PR #520, opened 2026-05-28
Colour non-SC provinces based on adjacency and dominance rules

JorenC:
## Summary

- Adds province data (id, parent id) to the `GET /variants/` list response via a new `VariantListSerializer`
- Frontend uses adjacency and dominance rules from the variant data to colour non-supply-centre provinces on the map

## Known concern: performance regression on `GET /variants/`

PR #505 was specifically about speeding up this endpoint. This PR now serializes province ids and parent relationships for every province in every variant — potentially hundreds of strings per variant per call. It's worth measuring whether this noticeably bloats the response payload or increases latency.

@johnpooch — would you mind taking a look at this before we go further? I'll need to produce a `.dvar` file for every variant from scratch, but I'd like your feedback on the approach first. I've attached the Classical variant dvar file I've made so far so you can test it:

**[classical.1.dvar](https://gist.github.com/JorenC/d3ff9093b7bfb7e5fbdd4c8b0f5f5c32)**

## Test plan

- [ ] Check that non-SC provinces are coloured correctly on the map for the Classical variant
- [ ] Measure `GET /variants/` response size before and after to quantify payload increase
- [ ] Verify the `ETag`-based caching on the list endpoint still works correctly


johnpooch:
I don't think this is the way to go with this.

I think including dominance rules is a good idea, but I think it should be handled by the adjudicator.

(1) Variant has the dominane rules
(2) Adjudicator decided what the "ownership" or "nation" is for each province
(3) After adjudication, the "ownership" or "nation" for each province is recorded (possibly on a new `ProvinceState` model)
(4) Frontend is a dumb renderer. It always renders the province's colour based on the "nation" field.

JorenC:
Changed to back-end immplementation

PR #536, opened 2026-06-01
Draw proposals UX

JorenC:
## Summary

- Move draw proposals entry point to the orders screen footer with an unread-count badge
- Add nation colour rings to flag avatars in all screens (orders, draw proposals, propose draw, player info, chat)
- Extract `buildNationGroups` as a pure function and fix accordion indentation
- Add `color` prop to `NationFlag` so ring logic lives in one place
- Code review polish: use `Panel.Footer divider` prop, clarify `myVote !== null` null check, rename `isActiveOrFinishedGame` → `isStartedGame`

## Test plan

- [ ] Open an active game on the orders screen — "Draw proposals" button appears in the footer
- [ ] Confirm the unread badge appears when there are pending draw proposals awaiting your vote
- [ ] Navigate to draw proposals and vote — badge disappears
- [ ] Flags in orders, draw proposals, propose draw, and player info screens all show a nation colour ring
- [ ] Flag rings in chat are unchanged

### DIFF
--- a/packages/web/src/components/GameDropdownMenu.tsx
+++ b/packages/web/src/components/GameDropdownMenu.tsx
@@ -20,7 +20,6 @@ import {
   AlertDialogHeader,
   AlertDialogTitle,
 } from "@/components/ui/alert-dialog";
-import { Badge } from "@/components/ui/badge";
 import {
   Select,
   SelectContent,
@@ -35,8 +34,6 @@ import {
   MoreHorizontal,
   LogOut,
   Copy,
-  Handshake,
-  Vote,
   Clock,
   Pause,
   Play,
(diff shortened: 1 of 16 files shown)


JorenC:
Draw proposals is now moved here:
image
or 
image

This will open the 'draw proposals' page, after which the user can add a new 'draw proposal' (mobile only for reference):
image
and
image

The only UX quirck is that the back button moves back to the top layer - which I believe is fine. In draw proposals it's supposed to be that, and in the other one it's an easy recoverable interaction.
---

I added outlines to the flags EVERYWHERE:
image

This both reinforces the player colour (flag might be different colour than the player on the map), and ensures white flags (like England) don't bleed into the background.

----

Staging games now have an easy, extra "Share" CTA - good for players who miss the share overflow option, so they can invite their link (and promote virality)
image

This does not appear in non-pending or non-joined games: 
image

only if the player has a pending game (created or joined), it's a CTA to share it with their friends and invite people.
the overflow menu entry is still there: 
image

which means it's technically a double entry, but this keeps it simple and still allows people to share games they are already in or have ended - for future use when games are visible publicly.

JorenC:
Updated as per Johns feedback - "Join" button is now only one. When joined, this button is split into two - "Leave" and "Share".
image
and 
image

## Work required
Among the records above, which lines hold the word "entry"? Copy each one.

## Output
- Move draw proposals entry point to the orders screen footer with an unread-count badge
the overflow menu entry is still there: 
which means it's technically a double entry, but this keeps it simple and still allows people to share games they are already in or have ended - for future use when games are visible publicly.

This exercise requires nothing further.